I mentioned last week that I didn’t know how to write a horror novel. I’ll try, eventually. I love horror too much to never try.
But I’ll tell you what I do know. I know what scares people. Years of reading and watching, endlessly devouring the horror genre have taught me what works and what doesn’t.
It’s not blood and gore. It’s not the monster lurking in the dark. It’s not spiders, deep caverns, escalators or under-cooked chicken. (All fears of mine.) This is what people really fear. And if you can stay away from the knife carrying psychopath and steer toward more psychological horror, you’ll write a pretty good horror story.
My husband doesn’t watch horror movies much. But I talked him into watching one. I’m not going to tell you the name because I’m about to trash it hardcore.
It’s about these women who go spelunking in a cavern. This is a scary as hell premise for me, I’m super claustrophobic. Then, something starts killing the women off one by one. What is it? It’s gruesome and jumpy. It does everything I want a horror movie to do. I was on the edge of my seat, waiting to see what was killing them.
Finally, we saw the monster! And I started laughing. It was floppy, pale, not scary at all.
To be fair, though, I don’t know what would have lived up to my expectations. Not knowing what happens, what was killing these women, was scary as hell.
Stephen King feels the same way, by the way. If you’ve ever read Dance Macabre, he clearly said that you should wait as long as possible to show the monster. Because we’re all scared of what we don’t know.
The ‘bad death’
This is another lesson I learned from Mr. King. No one’s scared of dying peacefully in bed, with your husband of fifty years sleeping next to you. We don’t fear the heart attack that makes it quick, right after a BBQ celebrating your 87th Fourth of July.
We fear the car accident that grinds the victim’s body up before they die. We fear the house catching on fire, burning the homeowner alive. We fear a death full of pain and fear.
Losing the ones we love the most
I don’t fear dying. I fear my husband dying. I fear my mother dying. I fear my children dying most of all.
Many of us see death itself as the end of a journey. Some of us, like myself, believe that there’s a reward for a life well lived waiting for us. So our own death isn’t as frightening as living on after the death of our loved ones. I fear the day that I have to continue on after I bury my husband. I can’t imagine what I would do if I lose one of my kids. That’s what scares me.
It’s not just the deaths of our own children that we fear. We don’t like to see the innocent die. I think that’s why it’s so common for guilty people to suffer and die in horror movies. We want to think that the good will be rewarded and the evil will be punished. Because we generally feel that we’re in the right, that we are innocent, it makes us feel far more vulnerable to see another innocent person suffer.

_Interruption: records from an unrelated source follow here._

PR #676, opened 2020-09-18
fix dtype printing for closed datatypes

### LINKED ISSUE #671: Printing of closed datatype throws error
For other wrapper data types like `HDF5File`, `HDF5Dataset`, etc, printing the types after closing indicates that the object is no longer valid:
```julia
julia> hfile = h5open("test.h5", "r")
       dset = hfile["v1"]
       close(hfile)
       show(dset)
HFD5 dataset (invalid)
```

This is not true for the `HDF5Datatype`, though:

```julia
julia> dtype = HDF5.HDF5Datatype(HDF5.h5t_copy(HDF5.H5T_C_S1))
       show(dtype)
HDF5 datatype: H5T_STRING {
      STRSIZE 1;
      STRPAD H5T_STR_NULLTERM;
      CSET H5T_CSET_ASCII;
      CTYPE H5T_C_S1;
   }
julia> close(dtype)
       show(dtype)
HDF5-DIAG: Error detected in HDF5 (1.10.4) thread 0:
  #000: H5T.c line 1876 in H5Tget_class(): not a datatype
    major: Invalid arguments to routine
    minor: Inappropriate type
ERROR: Error getting dtype text representation
Stacktrace:
 [1] error(s::String)
   @ Base ./error.jl:33
...
```

The unfortunate complicating factor is that it appears all of the built-in data types always return `false` to `isvalid`/`h5i_is_valid` calls:
```julia
julia> native_int = datatype(Int);

julia> isvalid(native_int)
false
```
so if you change the corresponding `show` function to run `isvalid()` checks like the other wrappers do, you get the incorrect/unhelpful statement:
```julia
julia> show(native_int)
HDF5 datatype (invalid)
```

There _might_ be a workaround — if at initialization, the reference counts are manually incremented for all of these types, the types then do show as valid:
```julia
julia> ccall((:H5Iinc_ref, HDF5.libhdf5), Cint, (HDF5.Hid,), native_int.id)
1

julia> isvalid(native_int)
true

julia> show(native_int)
HDF5 datatype: H5T_STD_I64LE
```
Since `datatype()` sets `toclose = false` for all of the native types, the ref count _should_ be maintained if all downstream uses are correct, but that's maybe a big if.

kleinhenz:
Closes #671 

Note we have to use return value from H5LTdtype_to_text to detect closed datatypes
because `H5Iis_valid` does not work for basic atomic types (H5T_NATIVE_INT etc.) since
these types do not have their reference count incremented. We disable automatic error
printing during this probe to prevent spurious error messages. Error reporting is restored
to its previous state at function exit.

### DIFF
--- a/src/HDF5.jl
+++ b/src/HDF5.jl
@@ -2057,11 +2057,24 @@ function h5l_get_info(link_loc_id::Hid, link_name::String, lapl_id::Hid)
 end
 
 function h5lt_dtype_to_text(dtype_id)
-    len = Ref{Csize_t}()
-    h5lt_dtype_to_text(dtype_id, C_NULL, 0, len)
-    buf = Base.StringVector(len[] - 1)
-    h5lt_dtype_to_text(dtype_id, buf, 0, len)
-    return String(buf)
+    # Note we can't use h5i_is_valid to check if dtype is valid because
+    # ref counts aren't incremented for basic atomic types (e.g. H5T_NATIVE_INT).
+    # Instead just temporarily turn off error printing and try call to probe if dtype is valid.
+    old_func = Ref{Ptr{Cvoid}}()
+    old_client_data = Ref{Ptr{Cvoid}}()
+    h5e_get_auto(H5E_DEFAULT, old_func, old_client_data)
+    h5e_set_auto(H5E_DEFAULT, C_NULL, C_NULL)
+    try
+        len = Ref{Csize_t}()
+        h5lt_dtype_to_text(dtype_id, C_NULL, 0, len)
+        buf = Base.StringVector(len[] - 1)
+        h5lt_dtype_to_text(dtype_id, buf, 0, len)
+        return String(buf)
+    catch
+        return "(invalid)"
+    finally
+        h5e_set_auto(H5E_DEFAULT, old_func[], old_client_data[])
+    end
 end
 
 function h5s_get_simple_extent_dims(space_id::Hid)
--- a/test/plain.jl
+++ b/test/plain.jl
@@ -559,10 +559,8 @@ dspace = dataspace((1,))
 close(dspace)
 @test sprint(show, dspace) == "HDF5Dataspace(-1)"
 
-# TODO: Test HDF5Datatypes once printing of built-in datatypes (i.e. H5T_NATIVE_INT8 and
-# the like) is sorted out. See #671. Commented out because libhdf5 prints.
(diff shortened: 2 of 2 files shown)


kleinhenz:
travis failures are from the flaky crc32c test.

jmert:
I just pushed PR #677 which is going to partly conflict with this.

It's unfortunate that the only way seems to be to possibly invoke and then check for error status, but unfortunately it appears from peeking at the [`H5LTdtype_to_text` source code](https://github.com/HDFGroup/hdf5/blob/9eaeac2e1bb660d9b19a766e38764a6895ae22c4/hl/src/H5LT.c#L2562-L2643) that they just resort to comparing the datatype ID against every built-in before starting the generic handling so there isn't an internal API we could maybe abuse.

One change is that the `show` test in `test/plain.jl` should be uncommented and modified to match the output, and another line should probably be added to test representation of a built-in type, too. (The test uses a copy so that it can be closed and tested for invalid types as well.)

If my PR is merged first, the binding will have to have its error path disabled so that the return value can actually be used here, and if this PR is merged first, I'll make sure to preserve this behavior.

musm:
Hmm, yeah this is kind of an unfortunate hack to work around things. Should we just go ahead and do this until we can implement a more proper fix (a la ref counts) as proposed in the original issue, which would hopefully properly fix it? 

Perhaps add a `FIXME` note in the source?

kleinhenz:
rebased on #677. Yeah this is definitely a bit of a hack but I think it's probably better than the alternative. It seems like a pain to increment everything during the initialization and I would be worried about missing some cases and about changing some expected global state for the library.

gen/bind_generator.jl
```diff
@@ -10,6 +10,7 @@ push!(bind_exceptions, :h5d_create => :H5Dcreate2)
 push!(bind_exceptions, :h5d_open => :H5Dopen2)
 push!(bind_exceptions, :h5e_get_auto => :H5Eget_auto2)
 push!(bind_exceptions, :h5e_set_auto => :H5Eset_auto2)
+push!(bind_exceptions, :h5e_get_auto => :H5Eget_auto2)
```
jmert, line 13:
```suggestion
```
This key is already added two lines above.

musm:
Merging for now. We can explore more 'permanent' or explore other ways we can fix this without having to resort to modifying the error state, which is pretty hacky.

This one makes my skin crawl. But it’s realistic. Terrible things don’t just happen to the sinful. Terrible things happen to everybody. Even the innocent. Even children. And that scares the hell out of people.
This, I think is the fear that’s at the core of our soul. We fear having control of our lives taken away from us. We fear being unable to control our own lives. We fear not being able to protect ourselves. We fear that no matter how good we are, how hard we try, how much we work, we’re going to fail. We’re going to suffer. We’re going to lose.
It’s not true, really. There are a lot of things that we do have control over. But if you’re writing a horror book, you should make your character as helpless as possible. It works better when you have a competent character who should succeed with no problem who finds themselves failing anyway.
So what do you think? What really scares you?